PR #124, opened 2026-04-28
Use ShortNameResolver

The-Ray-Man:


The-Ray-Man:
@copilot
This PR changes the way we resolve names. Therefore the resulting programs are very different now. However only the syntax should be different. The resulting programs should semantically be equivalent.
Look at the changes in the files ending with `diag.txt`. Are there any changes that result in a semantically different program?

jesyspa (approved):
Awesome!  Congrats on landing this :D

One thought: maybe _ would be a better default choice for separator, it tends to be easier to read.

The-Ray-Man:
>One thought: maybe _ would be a better default choice for separator, it tends to be easier to read.

I agree that `_` is more readable. Since `_` is quite usual for people to use in programs this might introduce collisions we did not had before. But I think the probability is very small (not sure if it is possible at all).
I would suggest the following: We use `_` as the default. If the `resolve` function is not able to make the names unique, then we rerun the algorithm with `$` as separator. I think the rerun will almost never happen, but just to make it more secure.
What do you think?

jesyspa:
I think _ is actully used less than you may think - it isn't idiomatic Kotlin.  We use it in tests, but honestly we should migrate to using backticks instead.

I don't think rerunning the algorithm makes sense - I would rather add more candidates with numbers.  But I would only worry about it when we have (a) users (b) that complain :')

Directions for this task - The required output is the entries from their opening line through the line holding "landing this :D", repeated exactly, with both end lines kept.

Result -
PR #124, opened 2026-04-28
Use ShortNameResolver

The-Ray-Man:


The-Ray-Man:
@copilot
This PR changes the way we resolve names. Therefore the resulting programs are very different now. However only the syntax should be different. The resulting programs should semantically be equivalent.
Look at the changes in the files ending with `diag.txt`. Are there any changes that result in a semantically different program?

jesyspa (approved):
Awesome!  Congrats on landing this :D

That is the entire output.